PR #8011, opened 2025-08-13
ODB: chip table hash and add a test case

osamahammad21:


src/odb/include/odb/db.h
```diff
@@ -6921,7 +6921,7 @@ class dbChip : public dbObject
     HIER
   };
 
-  std::string getName() const;
+  const char* getName() const;
```
QuantamHD, line 6938: Why are we downgrading this from string to const char?

osamahammad21: the dbHashTable is built using const char. I need to change the name variable from string to const char so that it could be used in that table.

QuantamHD: Can we use string view in the hash table instead?

osamahammad21: Yeah sure. I'll handle that in a separate PR.

src/odb/test/cpp/TestChips.cpp
maliberty, line 1: Add to BUILD

maliberty (changes requested):

src/odb/include/odb/db.h
maliberty: I don't think swig likes string_view but if it is entirely internal that should be ok.

src/odb/test/cpp/TestChips.cpp
osamahammad21: For some reason, the BUILD has only three tests. They seem to be specially handled in the CMakeLists.txt and the BUILD. In the CMakeLists, they are grouped under OdbGTests. Is it okay if I added the TestChips to the BUILD?

src/odb/include/odb/db.h
osamahammad21: I don't think the hashtable is exposed. It is only accessed in the find* APIs so it should be easy to manage internally. I too don't like the c strings.

src/odb/test/cpp/TestChips.cpp
maliberty: Looks like we need to add the others to BUILD but the new test is enough for this PR

maliberty (approved):

maliberty:
You need to fix the bazel error before merging

osamahammad21:
> You need to fix the bazel error before merging

I think I understand the reason behind not adding the other tests to the BUILD. Bazel doesn't work with the boost tests. That's the reason behind the failures in the CI of this PR. Since TestChips.cpp uses boost test, not gtest, could we handle adding it to BUILD in a separate PR that is focused on including all cpp tests under bazel?

PR #8016, opened 2025-08-13
ODB: add dbChipInst

osamahammad21:
after https://github.com/The-OpenROAD-Project/OpenROAD/pull/8003 and https://github.com/The-OpenROAD-Project/OpenROAD/pull/8011


osamahammad21:
@maliberty FYI

src/odb/include/odb/geom.h
```diff
@@ -57,13 +57,46 @@ class Point
...
 
- private:
+ protected:
   int x_ = 0;
   int y_ = 0;
 };
 
 std::ostream& operator<<(std::ostream& os, const Point& pIn);
 
+class Point3D : public Point
```
maliberty: I'm no sure this is a good idea.  Do the rotate* or *Distance methods make sense on a 3D point?

src/odb/src/db/dbChipInst.cpp
```diff
@@ -0,0 +1,221 @@
...
+  obj->orient_ = orient;
+}
+
+dbOrientType dbChipInst::getOrient() const
+{
+  _dbChipInst* obj = (_dbChipInst*) this;
+  return obj->orient_;
+}
+
+dbTransform dbChipInst::getTransform() const
```
maliberty, line 141: The current dbTransform doesn't handle the extra orientations in Z

src/odb/include/odb/geom.h
osamahammad21: I think the rotate methods can still make sense if we assume they operate around a fixed z-axis.

As for the distance methods, I agree they don’t extend to 3D points. We could handle this either by overloading them specifically for Point3D, or by flipping the hierarchy by making Point3D the base class and letting Point inherit from it with z = 0. We could also make Point3D separate, but I fear that this may cause us issues in the future.

src/odb/src/db/dbChipInst.cpp
osamahammad21: Not yet. Should be handled in a separate PR.

src/odb/include/odb/geom.h
osamahammad21: I don’t think flipping the hierarchy makes sense. We could just give Point an extra z coordinate instead and use that directly for 2d and 3d points.

maliberty: My concerns is that a Point3D isn't a Point2D which inheritance usually implies.  There is the possibility of slicing as well.  What are we gaining by inheritance?  You could use composition or just make them independent classes.

osamahammad21: I think making them independent works as well. I was just considering cases where using a 3D point as 2D might be convenient if the z coordinate doesn’t matter. However, this could become misleading for developers later, similar to what happened in DPL with GridX and DbuX

maliberty (approved):

osamahammad21:
@maliberty @vvbandeira @sombraSoft The CI failure seems to be unrelated. Could we set it to pass and merge the PR?

PR #8025, opened 2025-08-14
est: fix coverity issue

eder-matheus:
Coverity complains about the possibility of having a `throw std::runtime_error` inside the `IncrementalParasiticsGuard` destructor. It happens because the destructor calls the `EstimateParasitics::updateParasitics` function, which can fall into a case where a Logger::error would be generated.

In practice, is very unlikely that it would happen, but Coverity complains about it anyway. My approach to fix it is to add a `IncrementalParasiticsGuard::end` function, which needs to be explicitly called at the end of the escope of which use of this class.

### DIFF
--- a/src/cts/src/TritonCTS.cpp
+++ b/src/cts/src/TritonCTS.cpp
@@ -2223,6 +2223,8 @@ void TritonCTS::balanceMacroRegisterLatencies()
       }
     }
   }
+
+  parasitics_guard.end();
 }
 
 float TritonCTS::getVertexClkArrival(sta::Vertex* sinkVertex,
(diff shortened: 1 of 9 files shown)


maliberty:
In what case would an exception be thrown?  This weakens the RAII aspect of the guard as end won't be called if an exception is propagated out.

eder-matheus:
> In what case would an exception be thrown? This weakens the RAII aspect of the guard as end won't be called if an exception is propagated out.

One of the cases that Coverity is complaining is not possible, since it requires a specific flag to be false, which will never be when using the incremental guard. The other case is similar, and I believe it's just Coverity being overly pessimistic. I can mark them as false positives and close this PR.

maliberty:
Let's do that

_Brief_
Please copy, word for word, every line from the first line of the records through the line containing "osamahammad21: Yeah sure.", with both of those lines included and nothing else.

_Your response_
PR #8011, opened 2025-08-13
ODB: chip table hash and add a test case

osamahammad21:


src/odb/include/odb/db.h
```diff
@@ -6921,7 +6921,7 @@ class dbChip : public dbObject
     HIER
   };
 
-  std::string getName() const;
+  const char* getName() const;
```
QuantamHD, line 6938: Why are we downgrading this from string to const char?

osamahammad21: the dbHashTable is built using const char. I need to change the name variable from string to const char so that it could be used in that table.

QuantamHD: Can we use string view in the hash table instead?

osamahammad21: Yeah sure. I'll handle that in a separate PR.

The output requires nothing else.